Séminaire en anthropologie linguistique validable
par les étudiants inscrits à l'ED 268 (Paris 3), à l'ED 265 (INALCO) ou à l'ED de l'EHESS

 

Responsables : Sandra Bornand (Llacan), Alice Degorce (Imaf-IRD), Cécile Leguy (Paris3/Lacito)
 

 

Notion classique en linguistique, en particulier à travers l'étude de la déixis (depuis Bar-Hillel, 1954), l'indexicalité a été mise en valeur en anthropologie par les travaux des ethnométhodologues (Dodier, 2001) en tant que propriété du langage (ou pratiques signifiantes non verbales) pour marquer la référence au monde en contexte et pour faire sens. On peut, en suivant Michael Silverstein (2003), distinguer deux sortes d'indices : ceux qui sont dépendants du contexte (par exemple, les déictiques) et ceux qui créent le contexte, présupposant ou entraînant – pour employer les termes de Silverstein – des relations et/ou des situations sociales particulières.

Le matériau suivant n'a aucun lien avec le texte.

PR #12829, opened 2023-07-15
Add Left and Right Pointing Angle Brackets as punctuation to ancient Greek

jmyerston:
## Description

This PR adds 〈 (U+2329) and 〉(U+232A) to the ancient Greek. These two symbols are very common in ancient Greek texts to mark editorial reconstructions. As right now, spaCy does not separate these symbol from words what causes improper tokenization.

### Types of change

Adds the two symbols as prefixes and suffixes in the punctuation file.  

## Checklist

- [ X] I confirm that I have the right to submit this contribution under the project's MIT license.
- [X ] I ran the tests, and all new and existing tests passed.
- [ X] My changes don't require a change to the documentation, or if they do, I've added all required information.


adrianeboyd:
Ah, I'll switch this back until `develop` is back up-to-date so the history isn't incorrect. But we want this to target `develop` so this change is first in v3.7.0 and doesn't affect existing v3.6.x pipelines.

adrianeboyd:
Thanks for the PR!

Nous nous intéresserons dans ce séminaire à la manière dont les rapports sociaux se manifestent dans l'indexicalisation à partir des usages du langage étudiés en situation et d'analyses ethnographiques fines des différents types de performances (littérature orale, cultures populaires, discours politiques ou religieux, rituels, langages musicaux et gestuels) et des modes de communication (direct ou médiatisé, par exemple l'usage des nouvelles technologies telles que les téléphones portables ou internet). Analysant les mécompréhensions d'un échange en contexte ethnographique, Fabian (2000 : 88) met par exemple en valeur comment l'interprétation peut parfois se heurter à un point d'achoppement qui révèle la globalité de la situation dans sa complexité. Nous interrogerons ainsi l'indexicalité en tant que révélatrice de rapports sociaux, qu'ils soient de domination ou égalitaires, conflictuels ou non, mais aussi à tout ce qui, dans les usages langagiers, peut être source d'incompréhension ou de mauvaise interprétation.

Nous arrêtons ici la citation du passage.